I'm thinking, Yeah. So answer the door and find out who he his and what he wants. But I can tell she's scared, so I look out my peep hole. Sure enough, there's a guy there. I can see the back of his head.
"I don't like this," she says.
Now, I'm not sure what she wants me to do, exactly. So I say, "Hold on," and put the phone down. Then I go outside. "Hey," I say. "Looking for someone?"
He turns, reaching under his arm, and pulls out something that makes my stomach knot.
Oh, shit!
It's a Sacramento Bee.
"I'm already a subscriber." Four little words would have shut him the hell up. But no. I don't think to say that. Instead, I say, "I read it at work." A fair lie. But not a good lie.
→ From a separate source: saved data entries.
PR #383, opened 2018-06-08
Introduce PregMatchMatches mutator

BackEndTea:
This PR:

- [x] Adds new feature, the `PregMatchMatches` mutator.
- [x] Covered by tests
- [x] Doc PR: https://github.com/infection/site/pull/53

```diff

- preg_match('/a/', 'b', $foo);
+ $foo = array();
```

cc: @addono

### DIFF
--- a/src/Mutator/Regex/PregMatchMatches.php
+++ b/src/Mutator/Regex/PregMatchMatches.php
@@ -37,28 +37,27 @@ final class PregMatchMatches extends Mutator
             return false;
         }
 
-        if ($node->name instanceof Node\Expr\Variable ||
+        if (!$node->name instanceof Node\Name ||
             strtolower((string) $node->name) !== 'preg_match') {
             return false;
         }
 
-        return $this->isAllowedByReturnType($node) && \count($node->args) >= 3;
+        return \count($node->args) >= 3 && $this->isAllowedByReturnType($node);
     }
 
     private function isAllowedByReturnType(Node $node): bool
     {
-        if (($parent = $node->getAttribute(ParentConnectorVisitor::PARENT_KEY)) instanceof Node\Stmt\Return_) {
-            $functionScope = $parent->getAttribute(ReflectionVisitor::FUNCTION_SCOPE_KEY);
-            $returnType = $functionScope->getReturnType();
-            if ($returnType instanceof Node\Identifier) {
-                $returnType = $returnType->name;
-            }
-            // no return value specified
-            if (null !== $returnType) {
-                return false;
-            }
+        if (!(($parent = $node->getAttribute(ParentConnectorVisitor::PARENT_KEY)) instanceof Node\Stmt\Return_)) {
+            return true;
         }
 
-        return true;
+        $functionScope = $parent->getAttribute(ReflectionVisitor::FUNCTION_SCOPE_KEY);
+        $returnType = $functionScope->getReturnType();
+
+        if ($returnType instanceof Node\Identifier) {
+            $returnType = $returnType->name;
+        }
+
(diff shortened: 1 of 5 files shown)


src/Mutator/Regex/PregMatchMatches.php
```diff
@@ -0,0 +1,64 @@
...
+
+        return $this->isAllowedByReturnType($node) && \count($node->args) >= 3;
+    }
+
+    private function isAllowedByReturnType(Node $node): bool
+    {
+        if (($parent = $node->getAttribute(ParentConnectorVisitor::PARENT_KEY)) instanceof Node\Stmt\Return_) {
+            $functionScope = $parent->getAttribute(ReflectionVisitor::FUNCTION_SCOPE_KEY);
+            $returnType = $functionScope->getReturnType();
+            if ($returnType instanceof Node\Identifier) {
```
borNfreee: could you please add empty lines before `if` statements like you did it in `mutatesNode()`? IMO, with new lines it's more readable

src/Mutator/Regex/PregMatchMatches.php
```diff
@@ -0,0 +1,64 @@
...
+                $returnType = $returnType->name;
+            }
+            // no return value specified
```
borNfreee: is it a correct comment?

if `null !== $returnType`, then we have a specified return *type*

tests/Mutator/Regex/PregMatchMatchesTest.php
```diff
@@ -0,0 +1,110 @@
...
+            <<<'PHP'
+<?php
+
+namespace RegexMatchMatches;
+
+class ReturnTypes
+{
+    public function foo()
+    {
+        return $matches = array();
```
sanmai: Should you return `0` here but not an empty array, what do you think?

sanmai: Shouldn't it be like 
```diff
- return preg_match('/a/', 'b', $matches);
+ $matches = array();
+ return 0;
```

tests/Mutator/Regex/PregMatchMatchesTest.php
```diff
@@ -0,0 +1,110 @@
...
+PreG_maTch('/a/', 'b', $foo);
+PHP
+            ,
+            <<<'PHP'
+<?php
+
+$foo = array();
+PHP
+        ];
+        yield 'It does not mutate if there are less than 3 arguments' => [
```
sanmai: Shouldn't there be a test case with more than 3 args? preg_match can have as much as 5 args.

tests/Mutator/Regex/PregMatchMatchesTest.php
BackEndTea: This is kinda difficult in with the current php-parser api. As we would flip between statements and expressions.

borNfreee:
@sanmai do you have any other comment before merging?

tests/Mutator/Regex/PregMatchMatchesTest.php
sanmai: Well, if not switching between statements and expressions, then it could be like this:
```php
return (int) $matches = array();
```

borNfreee:
I'm preparing `0.10.0` and this is the last not merged PR. 

Merging  as @sanmai has approved it, however, I wonder if this [comment](https://github.com/infection/infection/pull/383#discussion_r208064660) waits for some reaction.

borNfreee:
thank tou @BackEndTea

BackEndTea:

"You work seven days a week?"
"Yes" would've been a bad lie. At least I have sense enough to realize this. "Well, no," I say, then proceed to sidestep all his arguments, as he deflects all my objections.
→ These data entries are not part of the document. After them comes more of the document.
PR #463, opened 2018-08-26
Adding Additional CLI Settings To Config

Fenikkusu:
This PR:

- [x] Adds new feature ...
- [x] Covered by tests
- [x] Doc PR: https://github.com/infection/site/pull/60

Per discussions in PR #457, Created separate PR For Config Updates. Added additional cli setting to config file for initial-test-php-options and test-framework-options. Needed the changes because I was trying to debug in a Gitlab Runner and couldn't get the normal command to run correctly.

### DIFF
--- a/src/Command/InfectionCommand.php
+++ b/src/Command/InfectionCommand.php
@@ -196,7 +196,7 @@ final class InfectionCommand extends BaseCommand
         $initialTestSuitProcess = $initialTestsRunner->run(
             $testFrameworkOptions->getForInitialProcess(),
             $this->skipCoverage,
-            explode(' ', $input->getOption('initial-tests-php-options'))
+            explode(' ', $input->getOption('initial-tests-php-options') ?: $config->getInitialTestsPhpOptions())
         );
 
         if (!$initialTestSuitProcess->isSuccessful()) {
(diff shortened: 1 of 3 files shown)


src/Command/InfectionCommand.php
```diff
@@ -196,7 +196,7 @@ protected function execute(InputInterface $input, OutputInterface $output)
         $initialTestSuitProcess = $initialTestsRunner->run(
             $testFrameworkOptions->getForInitialProcess(),
             $this->skipCoverage,
-            explode(' ', $input->getOption('initial-tests-php-options'))
```
borNfreee: what about checking it with `hasOption()`?

```php
$input->hasOption('initial-tests-php-options') ? $input->getOption('initial-tests-php-options') : $config->getInitialTestsPhpOptions()
```

This will work correcty when `""` is passed as a value of the option. Same below

borNfreee: @Fenikkusu are you going to finish this PR or can we take over it?

Fenikkusu: Honestly, I didn't see this come through and hadn't had a chance to circle back to it since. If I get the chance, I can update it tonight. Otherwise you are welcome to run with it.

Fenikkusu:
Should be Good Now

It's a solid, and I do mean solid, three minute pitch. And in case you didn't know, three minutes is a looooooong time to listen to a sales pitch. He eventually resorts to pity. "You don't wanna help me get my trip to Lake Tahoe?"
Lake Tahoe is two fucking hours away. Get in your damn car and drive up there. "I do, but I'm not gonna. You're very persistent. Good luck."
He leaves, rather abruptly. I go inside and get back on the phone. "Boy do you owe me big time."
"I didn't know you were gonna go out there!" she says. Well what did she want me to do? Just stand there staring at him through the peep hole?
By this point, I'm going to be late for dinner, so I tell her I'm about to leave. "You are? Me, too! Can you wait just a second and walk me to my car?"
Jesus.
"Sure."
A minute later, we're on the landing between our apartments. "He knocked, and I thought it might have been you, so I said hello," she explains. She locks her door. And the deadbolt. Tests the knob. "When I saw it wasn't, I got scared."
I told her I understood, even though I didn't. I'll never understand that level of paranoia.
Three steps down... "I locked my door, didn't I? I locked my door?"